All told, I really enjoyed my dive into F#. My advice to anyone looking into it as a real programming language (and not as a toy) would be to keep an open mind and give it a fair shot.
5 comments:
I'm just beginning F# myself, so I appreciate your struggles. I can't follow all your code, but is the expression
(1 + 2 * 3) / 3
really supposed to evaluate to 3? Shouldn't "*" bind 2 and 3 before 1 is added?
If I knew just a bit more (and wasn't feeling lazy right now), I'd try to fiddle with the code to see what's going on.

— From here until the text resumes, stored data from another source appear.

PR #863, opened 2017-08-04
fix for duplicate 'allowed'.

tvandijck:


src/base/api.lua
```diff
@@ -349,8 +349,10 @@
 			end
 		else
 			field.allowed = field.allowed or {}
-			table.insert(field.allowed, value)
-			field.allowed[value:lower()] = value
+			if field.allowed[value:lower()] == nil then
+				table.insert(field.allowed, value)
+				field.allowed[value:lower()] = value
```
samsinsane: Should `value:lower()` be stored in a local variable since it's calculated twice here?

tvandijck: yeah, we could... this isn't really a method that gets called very often, so I was lazy.

PR #865, opened 2017-08-07
Remove "test.print" calls.

tvandijck:


tvandijck:
Still have no idea what is going on with the two tests that sporadically fail... but we have output from one of the failures, and it looks like sometimes the returned tables from the fetch are entirely empty rather then containing the values we test for. I added extra asserts to test if the store succeeded, but other then that we have no additional information yet.

PR #872, opened 2017-08-10
Rework binmodule example to silence unit test console output

starkos:
Trying to return from the dead…small fix to remove some spurious console output from Premake's own unit tests. Reworks the binmodule example function to concatenate two strings and return the result, rather than write to the console. Adjusts the corresponding unit test to verify the result.


tvandijck:
welcome back ;) and yes, this was on my bucket list... thank you...

PR #875, opened 2017-08-17
Add lua error handling to curlProgressCallback

adamkay:


adamkay:
With the current implementation, if something went wrong in the lua progress callback, we wouldn't get any notification about it. The download will finish regardless of the callback failing or not, but an error message would be useful for debugging.

tvandijck:
I think this is OK, but I would indeed prefer a pcall to ```premake.error``` as sam suggests.

adamkay:
Pcalling `premake.error` is redundant and it wouldn't print any error message.

```lua
function premake.error(message, ...)
    error(string.format("** Error: " .. message, ...), 0)
end
```

It calls the lua standard `error` function, so a `lua_pcall` would return with `LUA_ERRRUN`, leaving the message printing to the C side.

Instead, forwarding errors to the site where `_premake_main` is called (`premake.c/premake_execute`) would basically have the same behaviour as calling `premake.error` from the script.

```c
/* retrieve the lua progress callback we saved before */
lua_rawgeti(L, LUA_REGISTRYINDEX, state->RefIndex);
lua_pushnumber(L, (lua_Number)dltotal);
lua_pushnumber(L, (lua_Number)dlnow);
int ret = lua_pcall(L, 2, LUA_MULTRET, 0);
if (ret != LUA_OK) {
    // leave error handling to premake_execute
    // unlike in the original commit, this is now terminates script execution
    lua_error(L);
}
```

samsinsane:
I don't really have the time to look at how this all works right now. Just write a test for this, if the error message appears during test execution, the implementation is wrong - it's that simple.

adamkay:
Displaying the error message is the intention. I don't know how exactly should I write a test for this?

tvandijck:
I see what you mean now indeed.... we could display it as a warning instead, since its not fatal... which would be accomplished through ```premake.warn```... other then that, I understand calling premake.error is indeed not solving anything...

I think what this comes down to for me personally, is the hardcoded 12, where a term.errorColor exists.
That said, this pull request: https://github.com/premake/premake-core/pull/876 that @starkos made kind of simplified it a bit, so maybe that PR and this one can be combined, and the ```printLastError``` can be used. (it's static now, but we can easily just make that a public function).

data-man:
General question: why not use the excellent [Lua-cURLv3](https://github.com/Lua-cURL/Lua-cURLv3) library?

tvandijck:
@data-man we could... but it's a LuaRock. Premake doesn't really support luaRocks out of the box, because "Lua" itself is embedded in Premake, and not as a dll. That said, the new binary module system I made would allow for any LuaRock to be compiled against Premake, and should work... nobody tried yet though.

data-man:
@tvandijck 
> but it's a LuaRock

Not necessarily. See [luaopen_lcurl](https://github.com/Lua-cURL/Lua-cURLv3/blob/d1b6b8627f3b4086be53912867d2c76c315b434f/src/lcurl.c#L226) and [luaopen_lcurl_safe](https://github.com/Lua-cURL/Lua-cURLv3/blob/d1b6b8627f3b4086be53912867d2c76c315b434f/src/lcurl.c#L229).

tvandijck:
@data-man yeah, that's what I said... it should be possible to compile it against premake, using the new binary module stuff... it will however require use to copy the code, modify the build settings/scripts/whatever.... So my point is... it won't just work out of the box. it will require some engineering to get it to work.

adamkay:
`premake.warn` wont work either as it also calls the builtin lua error function if the `--fatal` command line flag is used. I've updated the PR, I think it is more acceptable now. Let me know if any modifications needed.

tvandijck:
looks good to me...

tvandijck:
@starkos why closing it?

starkos:
I didn't close it, but I did remove the alpha12 release branch, which this appears to have been forked from? I've restored the branch for now.

starkos:
…but note: the release is done now, so if you merge this request, you should force it over to the master branch, and not leave it on the release branch.

tvandijck:
@starkos, ah I see, I guess github closed it for you then...
@adamkay can you maybe move this to merge against master? or just open a new pull request on master with these changes? I think the changes are good now, so we can merge this as soon as that is done.

adamkay:
For sure,

adamkay:
So yeah, did a rebase against master. Still, github tells me merging is blocked. Is there something I should do to fix it, or you can merge it? Sorry I'm new to this.

samsinsane:
> github tells me merging is blocked

You've done everything correctly, it's blocked due to my requested changes. @tvandijck seems to understand this much better than I do, so I'll dismiss my review and leave it for him to approve and merge. Thanks for the changes!

adamkay:
Thank you!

Whoops, typo - you're absolutely right, I meant to add a second set of parenthesis, such that the expression would read: "((1+2)*3)/3" - I'll fix. Thanks for the catch! :)
F# is indeed mind blowing, in a good way. Since you said you are still learning F#, i though i'll shortly mention what i would have done differently. Your code is in general fine, though a fun mix of meaningfull names and abrevations.

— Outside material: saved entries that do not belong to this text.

PR #876, opened 2017-08-17
Fix error reporting for missing core scripts

starkos:
If a core script (something listed in the root `_manifest.lua`), execution fails with the very unhelpful message:

```
PANIC: unprotected error in call to Lua API (bad argument #-1 (number expected, got nil))
Abort trap: 6
```

This PR fixes the return value from `premake_load_embedded_script()` (was `LUA_YIELD`, not `LUA_ERRFILE`). It also adds a nil check to the _premake_main error handling for the case where an error color has not yet been set.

First, distriminated unions can have members, so the following might be interesting to add to 'operator':
member this.Apply(x,y) =
match this with
| Add -> x + y
| Subtract -> x - y
| Multiply -> x * y
| Divide -> x / y
Second, the function pop2 is unnesesary since you can write patterns on the left side with 'let'. So you can just write:
let firstNum::secondNum::numstackRem = numstack
Third, don't write the wildcard in patterns if you already have given a complete pattern. If you later change the arguments type you won't get a 'incomple pattern' warning.
Lastly, you mentioned:
"...haven't gotten around to installing the darker theme yet"
In a future release of F#, if your write #dark instead of #light, you'll get a dark theme but still have the "white syntax".
While some (meaning not me) believe functinal programming should be done with a bright on dark theme, keeping the default F# look will help others (meaning me) read it faster.
Also a thing you might have missed, F# allows comments with the use of // or (* *) ; )
(note: first post code indent looked wierd)
Great feedback dawillie - thanks a lot!
First: adding members to unions - thank you, I didn't know that! That definitely cleans up the code a bit, and would make it easier to add new operators in the future.
Second: re pop2 - I tried as you suggested, but got a compiler warning stating that [_] would not be matched by the expression. I don't think that's an issue in a properly formed expression, but I don't know what would happen at runtime in such a case.
Third: re wildcard patterns - not sure where in the program you're referring to.
Forth: I thought the '#light' directive was in reference to ocaml compatability, rather than color themes. *shrugs*
Last: re comments - yeah, I know. =) I don't typically add comments as I code, and I was too lazy to go through and add them afterwards. =X
Thanks a bunch for your comments - I appreciate it. :)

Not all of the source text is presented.